ROBERT DE NIRO’NUN KARAGÜMRÜK ŞUBESİ

"Delikanlı yüreğin/ Ve aydınlık gözlerin/ Bırak karanlığı aydınlığa bürüsün/ Ve sen ölsen bile bir gün/ Namın yürüsün" (Uğur Arslan)

- Diziye başlamadan bana, önce bir sanatçıyı örnek almam gerektiği, zaman içinde kendimi bulacağım söylendi. Ben James Dean ile Robert De Niro arasında gidip geldim. James Dean, daha çok asi gençlik sembolüydü, bize uymadı. Robert de Niro’da karar kılıp bütün filmlerini izledim.
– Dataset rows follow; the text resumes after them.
PR #520, opened 2026-06-11
buffers: add durable persistence to trigger uploads and streaming

mattklein123:
This is a very large and risky change that adds durable persistence to buffer uploads. Previously there were many cases where uploads could be halted after restarts, or portions of uploads could be lost after restart. Also explicit flush buffers did not previously support streaming and now they do.

Fixes BIT-8318


bd-buffer/src/buffer/mod.rs
```diff
@@ -159,8 +159,9 @@ pub trait RingBufferCursorConsumer: Send {
   // practice, this API is paired with startRead() and can only be called after a successful call to
   // startRead(), but does not have to interleave back and forth with that API. I.e., it is possible
   // to call startRead(), startRead(), advanceReadPointer(), startRead(), etc. Calling this releases
-  // the oldest read data acquired with startRead().
-  fn advance_read_pointer(&mut self) -> Result<()>;
+  // the oldest read data acquired with startRead(). Count specifies how many records to advance the
+  // read pointer forward.
```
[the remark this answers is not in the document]
snowp: seems legit? minor comment

bd-buffer/src/buffer/non_volatile_ring_buffer.rs
```diff
@@ -581,23 +581,30 @@ impl RingBufferCursorConsumer for CursorConsumerImpl {
     };
 
     let mut common_ring_buffer = parent.common_ring_buffer.locked_data.lock();
+    if count == 0 {
+      return Ok(());
+    }
```
snowp, line 585: I'm sure this is an unusual edge case but seems like we should do this before locking and maybe even before upgrading?

bd-logger/src/client_config.rs
```diff
@@ -285,6 +285,12 @@ impl ApplyConfig for LoggerUpdate {
       filters,
     } = configuration;
 
+    // This await is the ordering barrier for trigger-upload recovery. The buffer manager does not
```
snowp: Maybe word this to make it clear that all of this is for sequencing of the first config update? ApplyConfig is called on each update so this logic is only relevant for the startup case

All this sequencing stuff is scary but makes sense

bd-logger/src/log_replay.rs
```diff
@@ -606,10 +635,30 @@ impl ProcessingPipeline {
...
+          remote_flush_streaming.buffer_ids.into_iter().collect(),
+          &remote_flush_streaming.session_id,
+          remote_flush_streaming.streaming,
+        );
+
+        if started {
+          self
+            .is_tracing_active
+            .store(self.workflows_engine.is_tracing_active(), Ordering::Relaxed);
+        }
```
snowp, line 660: why is this bit necessary? wouldn't we have started tracing already if we were tracing?

bd-logger/src/trigger_upload_artifact.rs
```diff
@@ -0,0 +1,256 @@
...
+
+const TRIGGER_UPLOAD_ARTIFACTS_DIRECTORY: &str = "trigger_upload_artifacts";
+
+//
+// PersistedTriggerUploadArtifactBatch
+//
+
+// Concrete log batch that has been durably staged for a single trigger upload / buffer pair.
+// `upload_uuid` is persisted with the logs so retries and restart recovery keep using the same
+// upload identity instead of minting a fresh UUID for the same payload.
```
snowp, line 33: Seems like we should be doing the same for continuous buffer uploads to keep the uuid between restarts?

bd-logger/src/flush_registry.rs
```diff
@@ -0,0 +1,721 @@
...
+            {
+              buffer.lifecycle = PersistedTriggerUploadBufferLifecycle::UploadingFromBuffer;
+            }
+          }
+        }
+      })
+      .await;
+  }
+
+  pub async fn mark_uploading_from_artifact(&self, id: &str, buffer_id: &str) {
```
snowp, line 545: How come we need to track whether we are uploading from artifact or buffer explicitly like this, seems like the presence of the artifact file could be enough make that call on resumption? Or is this just to keep all the state tracking centralized?

snowp (commented):
Some questions but makes sense to me. Probably too complicated to try to runtime guard this, if not we'll just have to test well

snowp (approved):

bd-buffer/src/buffer/mod.rs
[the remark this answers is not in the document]
mattklein123: Fixed in 9c8898cc. I updated the example to `advance_read_pointers(1)` so it matches the renamed API and signature.

bd-logger/src/flush_registry.rs
```diff
@@ -0,0 +1,746 @@
...
+      Err(e) => {
+        // A corrupt snapshot is treated as unrecoverable stale state. We delete it and proceed
+        // empty rather than trapping the logger in a permanent startup failure loop.
+        log::warn!(
+          "failed to deserialize pending trigger uploads from {}: {e}",
+          state_path.display()
+        );
+        let _ignored = delete_file_if_exists_async(state_path).await;
+        Vec::new()
+      },
```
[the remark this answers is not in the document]
mattklein123: Fixed in 9c8898cc. The corrupt-snapshot path now removes the `trigger_upload_artifacts` directory as well, and I added coverage in `corrupted_snapshot_is_dropped_and_treated_as_empty` to verify both the snapshot and orphaned artifacts are cleaned up.

bd-buffer/src/buffer/non_volatile_ring_buffer.rs
mattklein123: Updated in 9c8898cc to return early before taking the lock. I left the `upgrade()` first so `advance_read_pointers(0)` still preserves the existing shutdown behavior instead of silently succeeding after the consumer is gone.

bd-logger/src/client_config.rs
mattklein123: Reworded in 9c8898cc to call out that this sequencing only matters for startup / the first trigger-buffer config update.

bd-logger/src/log_replay.rs
mattklein123: This is needed because remote flush streaming can start after the initial `workflows_engine.start(...)` path. `start_remote_flush_streaming(...)` can activate a tracing lease, so the atomic `is_tracing_active` mirror has to be refreshed after a successful start; otherwise the logger-side fast path would keep seeing the old value until some later config-driven refresh.

bd-logger/src/trigger_upload_artifact.rs
mattklein123: I left this trigger-upload-only for now. The stable UUID here is specifically for replaying the same durably staged trigger-upload batch across restart/retry; continuous uploads do not currently persist a per-batch artifact backlog, so after restart they build a new batch rather than resuming the identical payload. If we later add durable continuous-batch replay, stable UUID reuse would make sense there too, but I did not want to broaden this PR.

bd-logger/src/flush_registry.rs
mattklein123: The explicit lifecycle is intentional. Artifact-file presence only tells us that some staged backlog exists; it does not tell us whether a given upload/buffer is still reading live buffer contents, has switched to artifact replay, or has already recorded durable per-buffer progress within that backlog. We use the registry as the authoritative restart-safe state, so keeping that phase there avoids inferring recovery behavior from partial filesystem state alone.

bd-logger/src/trigger_upload_artifact.rs
mattklein123: (non-ai answer, we should do this, but this PR is too big).

PR #536, opened 2026-06-26
session strategy: run callbacks on calling thread

mattklein123:
There are regressions with calling the callbacks cross thread which are causing deadlocks. This brings us back to the previous behavior where we run the calbacks on the calling thread and run the async persist work on the background thread.


bd-logger/src/logger.rs
```diff
@@ -530,9 +530,13 @@ impl LoggerHandle {
     let is_allowed = LOGGER_GUARD.with(|cell| cell.try_borrow().is_ok());
 
     if is_allowed {
-      self
+      let prepared = self.session_strategy.prepare_session_id()?;
+      let session_id = prepared.current_session_id().to_string();
+      let callback = self
         .tx
-        .request_session_id(async_log_buffer::SESSION_BRIDGE_TIMEOUT)
+        .persist_prepared_session(prepared, async_log_buffer::SESSION_BRIDGE_TIMEOUT)?;
```
mattklein123, line 542: We don't have to do this unless something changed.

bd-session/src/lib.rs
```diff
@@ -181,53 +239,77 @@ impl Strategy {
...
+
+  pub async fn session_id(&self) -> anyhow::Result<String> {
+    let prepared = self.prepare_session_id()?;
+    let session_id = prepared.current_session_id().to_string();
+    let callback = self.persist_prepared(prepared).await;
+    self.run_prepared_callback(callback);
+    Ok(session_id)
+  }
+
+  pub async fn start_new_session(&self) {
```
mattklein123: Remove this?

FranAguilera (approved):

PR #544, opened 2026-07-08
[iOS] Reduce fbs size

FranAguilera:
## Goal

Part of BIT-8854

Similar to https://github.com/bitdriftlabs/shared-core/pull/541, https://github.com/bitdriftlabs/shared-core/pull/543 and https://github.com/bitdriftlabs/capture-sdk/pull/1031

Applying memoization for the generated fbs report on iOS. 

This will guarded in https://github.com/bitdriftlabs/capture-sdk/pull/1052 with a similar killswitch as done in [Android](https://github.com/bitdriftlabs/capture-sdk/pull/1031) 

## Killswitch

En çok "Taxi Driver"ı sevdim, Niro’nun gençlik dönemi tam bana göreydi. Ekipteki arkadaşlar bana ’Robert De Niro’nun Karagümrük şubesi’ diye takılıyor.

Aslında, Karagümrük burada bir model. Memleketimin insanının, delikanlısının olması gereken davranış halini yansıtıyoruz. Karagümrük Türkiye’nin her yerinde var. Delikanlı erkekler kadar, delikanlı kızlar da çok sevdi "Karagümrük" şiirini ve dizisini. Dizide bir de ahlak, edep ve memleket sevgisi derslerinin verildiği Racon Eğitim Merkezi çok büyük ilgi toplayacak.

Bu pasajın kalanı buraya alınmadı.